::: DATA
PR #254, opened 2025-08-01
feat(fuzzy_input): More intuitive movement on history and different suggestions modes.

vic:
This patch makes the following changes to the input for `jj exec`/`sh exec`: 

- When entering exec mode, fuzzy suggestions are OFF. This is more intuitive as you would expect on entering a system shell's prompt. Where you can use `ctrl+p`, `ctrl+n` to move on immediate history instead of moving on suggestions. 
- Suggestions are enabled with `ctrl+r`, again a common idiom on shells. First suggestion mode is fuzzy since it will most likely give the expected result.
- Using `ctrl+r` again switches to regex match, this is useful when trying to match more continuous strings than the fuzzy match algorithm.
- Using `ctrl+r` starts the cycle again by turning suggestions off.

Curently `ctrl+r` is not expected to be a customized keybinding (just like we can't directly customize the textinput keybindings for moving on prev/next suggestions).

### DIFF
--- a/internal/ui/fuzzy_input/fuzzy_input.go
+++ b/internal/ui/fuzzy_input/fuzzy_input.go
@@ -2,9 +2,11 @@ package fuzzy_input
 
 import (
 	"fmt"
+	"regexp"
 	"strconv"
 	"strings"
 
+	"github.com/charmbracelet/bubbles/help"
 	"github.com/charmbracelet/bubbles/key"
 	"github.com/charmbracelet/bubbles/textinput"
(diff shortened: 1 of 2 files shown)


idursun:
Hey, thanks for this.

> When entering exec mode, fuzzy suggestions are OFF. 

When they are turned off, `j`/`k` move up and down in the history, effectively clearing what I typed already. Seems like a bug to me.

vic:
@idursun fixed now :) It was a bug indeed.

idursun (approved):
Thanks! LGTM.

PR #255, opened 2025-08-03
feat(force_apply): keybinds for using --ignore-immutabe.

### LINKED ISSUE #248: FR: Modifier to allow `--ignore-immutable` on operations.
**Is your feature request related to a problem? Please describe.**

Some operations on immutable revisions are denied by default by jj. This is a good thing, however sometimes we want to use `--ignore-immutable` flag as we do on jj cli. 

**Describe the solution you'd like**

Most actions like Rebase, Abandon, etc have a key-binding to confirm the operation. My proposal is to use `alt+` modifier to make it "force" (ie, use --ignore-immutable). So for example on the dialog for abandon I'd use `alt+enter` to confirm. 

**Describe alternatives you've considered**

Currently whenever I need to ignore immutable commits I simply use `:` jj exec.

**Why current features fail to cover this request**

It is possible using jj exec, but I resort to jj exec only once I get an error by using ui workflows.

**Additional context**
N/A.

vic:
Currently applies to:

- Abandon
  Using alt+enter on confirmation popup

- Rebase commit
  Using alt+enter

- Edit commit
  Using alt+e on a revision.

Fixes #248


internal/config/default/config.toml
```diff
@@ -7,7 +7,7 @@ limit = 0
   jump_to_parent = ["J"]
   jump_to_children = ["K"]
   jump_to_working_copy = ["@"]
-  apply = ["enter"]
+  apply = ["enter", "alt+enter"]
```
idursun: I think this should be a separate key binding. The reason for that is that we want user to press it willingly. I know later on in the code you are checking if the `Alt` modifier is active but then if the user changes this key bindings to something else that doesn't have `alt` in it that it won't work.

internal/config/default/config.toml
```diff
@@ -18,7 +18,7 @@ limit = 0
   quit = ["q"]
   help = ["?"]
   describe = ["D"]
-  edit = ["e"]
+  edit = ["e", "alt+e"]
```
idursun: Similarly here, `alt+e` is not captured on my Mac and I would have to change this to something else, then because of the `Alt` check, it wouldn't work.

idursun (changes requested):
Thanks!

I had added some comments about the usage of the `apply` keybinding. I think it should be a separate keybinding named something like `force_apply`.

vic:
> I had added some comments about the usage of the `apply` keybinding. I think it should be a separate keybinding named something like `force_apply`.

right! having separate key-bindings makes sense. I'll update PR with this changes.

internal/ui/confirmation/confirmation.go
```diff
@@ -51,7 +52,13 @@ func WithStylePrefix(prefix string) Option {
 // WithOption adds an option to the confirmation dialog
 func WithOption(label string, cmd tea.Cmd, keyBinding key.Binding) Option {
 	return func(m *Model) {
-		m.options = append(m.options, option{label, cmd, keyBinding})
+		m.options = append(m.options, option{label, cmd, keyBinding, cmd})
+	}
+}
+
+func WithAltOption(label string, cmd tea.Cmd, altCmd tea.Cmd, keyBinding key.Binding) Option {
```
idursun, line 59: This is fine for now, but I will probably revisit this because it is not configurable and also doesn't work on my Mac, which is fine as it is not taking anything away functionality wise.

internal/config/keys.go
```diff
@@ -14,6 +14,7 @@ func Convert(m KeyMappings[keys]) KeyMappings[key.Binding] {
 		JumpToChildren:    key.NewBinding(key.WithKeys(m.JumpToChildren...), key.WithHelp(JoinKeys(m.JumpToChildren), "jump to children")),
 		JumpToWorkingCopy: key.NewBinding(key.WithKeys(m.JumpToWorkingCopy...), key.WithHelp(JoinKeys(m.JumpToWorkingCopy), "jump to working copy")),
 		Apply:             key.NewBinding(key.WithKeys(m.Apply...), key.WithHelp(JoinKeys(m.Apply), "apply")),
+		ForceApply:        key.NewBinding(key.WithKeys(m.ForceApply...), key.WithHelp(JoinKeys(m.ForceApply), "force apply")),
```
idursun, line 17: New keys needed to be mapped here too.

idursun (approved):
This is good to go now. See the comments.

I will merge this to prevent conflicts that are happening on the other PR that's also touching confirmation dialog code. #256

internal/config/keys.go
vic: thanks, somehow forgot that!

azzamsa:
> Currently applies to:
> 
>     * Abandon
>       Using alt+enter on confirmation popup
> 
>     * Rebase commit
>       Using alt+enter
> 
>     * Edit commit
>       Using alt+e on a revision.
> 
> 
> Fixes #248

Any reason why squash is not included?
::::::
Determine how many lines in the data contain the string "because", and give the number only.

• _SOLUTION FOR THIS TASK_
2